A few things to consider:
1) Once Australia shifted from the "contain" to "protect" posture in late May/ early June 09, all Australian medical services ceased testing patients who did not possess risk factors for severe H1N109 illness (Diabetes, cardiopulmonary diseases, alcoholism, member of a high risk group within the population, etc, etc). Pathology services were stretched even with this narrowed focus. The DOHA figures do not include the ??100 000+ Australians who are believed to have suffered a mild form of the disease and were never tested or treated.
2) In H1N109, the key difference between now and earlier this year - and a major driver of the Australia response - was that the high risk populations were entirely unvaccinated against the virus initially. Around 1000-1500 Australians die annually from 'regular' influenza - a virus (or more correctly, a collection of virus strains) for which the at-risk populations are specifically protected against with annual vaccination campaigns. Without this annual effort, the number of victims are theorized to be 10 000+ annually. Thus, an early goal of the whole effort was preventing the virus from wreaking havoc in nursing homes, aboriginal reservations, cancer wards, etc, etc.

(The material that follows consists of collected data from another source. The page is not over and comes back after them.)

PR #822, opened 2025-06-19
Add implicit conversion of DateTime/DateOnly to CalDateTime

### LINKED ISSUE #821: Implicit Conversion Operators for CalDateTime (DateTime -> CalDateTime, DateOnly -> CalDateTime)
v5.0.0 replaced the IDateTime interface with the new CalDateTime. This works fine, and migrating from v4 is fairly straightforward. Any DateTime now has to be constructed as

```csharp
new CalDateTime(DateTime)
```

I would suggest to add an implicit operator to the CalDateTime class, so that DateTime & DateOnly can be implicitly casted to CalDateTime, as that would require less code changes (since the DateTime & DateOnly can now be automatically converted)

NRG-Drink:
- Add implicit conversion from DateTime to CalDateTime
- Add implicit conversion from DateOnly to CalDateTime

closes #821

### DIFF
--- a/Ical.Net.Tests/CalDateTimeTests.cs
+++ b/Ical.Net.Tests/CalDateTimeTests.cs
@@ -361,12 +361,47 @@ public class CalDateTimeTests
         ];
 
     [Test, TestCaseSource(nameof(CalDateTime_FromDateTime_HandlesKindCorrectlyTestCases))]
-
-
     public void CalDateTime_FromDateTime_HandlesKindCorrectly(DateTimeKind kind, IResolveConstraint constraint)
     {
         var dt = new DateTime(2024, 12, 30, 10, 44, 50, kind);
 
         Assert.That(() => new CalDateTime(dt), constraint);
+    }
+
+    private static TestCaseData[] CalDateTimeImplicitFromDateTime_TestCastes => [
+        new TestCaseData(DateTimeKind.Unspecified, Is.EqualTo(new CalDateTime(2024, 12, 30, 10, 44, 50, null))),
+        new TestCaseData(DateTimeKind.Utc, Is.EqualTo(new CalDateTime(2024, 12, 30, 10, 44, 50, "UTC"))),
+        new TestCaseData(DateTimeKind.Local, Throws.ArgumentException),
+    ];
+
+    [Test, TestCaseSource(nameof(CalDateTimeImplicitFromDateTime_TestCastes))]
+    public void CalDateTimeImplicitFromDateTime(DateTimeKind kind, IResolveConstraint constraint)
+    {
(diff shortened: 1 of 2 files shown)


minichma:
@NRG-Drink The implicit conversion operators have intentionally been removed. The reason is that there is no obvious conversion between the two. E.g. one has a TZ the other hasn't. And then there's the problem with `DateTimeKind`, which is a complete story of its own. By offering an implicit conversion, it will be much easier for users to incorrectly confuse DateTime and CalDateTime. It might also be worth comparing NodaTime's appraoch. There, no implicit conversion exists between Instant, ZonedDateTime, LocalDateTime, etc. and System.DateTime either.

So I suggest to *not* introduce an implicit conversion. I'd also discourage an explicit conversion. To simplify things, I could imagine publishing `DateUtil.AsCalDateTime()`. This would require moving the method to a different, public type, probably introducing a new one like `DateTimeExtensions`. This would also allow using it with null-coalescing (`dt?.AsCalDateTime()`). (Maybe even consider renaming the method from `AsCalDateTime` to `ToCalDateTime`).

axunonb (changes requested):
Referring to the https://github.com/ical-org/ical.net/pull/822#issuecomment-2990225115: 
There are use cases where implicit operators are great. For `CalDateTime` vs. `DateTime` they can be quite confusing.

So what @minichma proposes could be viable option to simplify conversion.
Currently we use the method from `DateUtil` 
```cs
public static CalDateTime AsCalDateTime(this DateTime t)
    => new CalDateTime(t);
```
in our unit tests, and yes, we could add it to the public API e.g. in a `static` class `DateTimeExtensions` with  
```cs
public static CalDateTime ToCalDateTime(this DateTime t)
    => new CalDateTime(t);
public static CalDateTime ToCalDateTime(this DateOnly t)
    => new CalDateTime(t);
```
and add the corresponding xmldoc form the `CalDateTime` CTORs. As opposed to implicit operator we can explain how the conversion works.

Is this case it would be good to migrate `DateUtil.AsCalDateTime` to the new extension method(s).

What do you think?

NRG-Drink:
Thanks for the comments @minichma @axunonb .
Personally, I'm not a big fan of static util classes, specially when we have a constructor that does the same thing. So it would be a discussion about how to construct an object and there the construction should win imo.
```cs
new CalDateTime(dt);
dt.AsCalDateTime();
DateUtil.AsCalDateTime(dt);
```

A more straight forward way is to use the `implicit` operator but I can understand the point that it can confuse some users with the time-zone and the exact behavior. It has to be practical for the user, not me 😅

So I suggest to close this PR (#822) and the corresponding issue (#821).
Is that okay or would you like to implement the extension-property way?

Now that a vaccine is available, it would seem that the logical, most economical thing to do in Canada is to mass vaccinate all high-risk individuals as soon as possible, which would perhaps allow for less intrusive and/or less extreme public health announcements to the general population. In doing so, it would likely have the knock on benefit of limiting undue anxiety among the 'worried well' who innundated Australian EDs during the winter months. Australia did not have this option as there was no vaccine available, hence the need for a rather strong (and rather effective) public health campaign. The unfortunate and unavoidable side effect of this effort was increased public anxiety which almost certainly contributed to increased presentations to GPs and EDs over the time period.
As for those with no known risk factors who become severely ill, from the Australian experience, it wasn't the actual H1N109 virus, but instead bacterial superinfections which followed the development of H1N109 which led to the majority of otherwise healthy individuals being admitted to ICU on a ventillator/ECMO. This is also believed by some to be the reason why the spanish flu of 1919 killed so many. These numbers are believed to be extremely low for the current virus (rough estimate of 1 in 10 000 to 1 in 100 000 of otherwise healthy H1N109 victims).
Anyway, to answer the question posed by WCBA. First, I would argue that there is an innate tendency of a population to worry with any new disease, and with this in mind, there will inevitably be an increase in presentations regardless of any public health measure or lack thereof. That said, the question then becomes is the public health mob justified in raising the alarm (and hence anxiety levels) with the 'implied warnings,' which has the effect of amplifying the public's anxiety levels and therefore contribute to even more (sometimes utterly absurb) presentations of the worried - well than would otherwise be expected. To this question I answer: ABSOLUTELY if the vulnerable population remains at risk, and ABSOLUTELY NOT if the authorities can get their act together and mass vaccinate all aboriginal reservations, homeless shelters, nursing homes, elderly and others who, for whatever reason are otherwise clinically immunodeficient, within the near future.
Thanks for the show and good luck up there!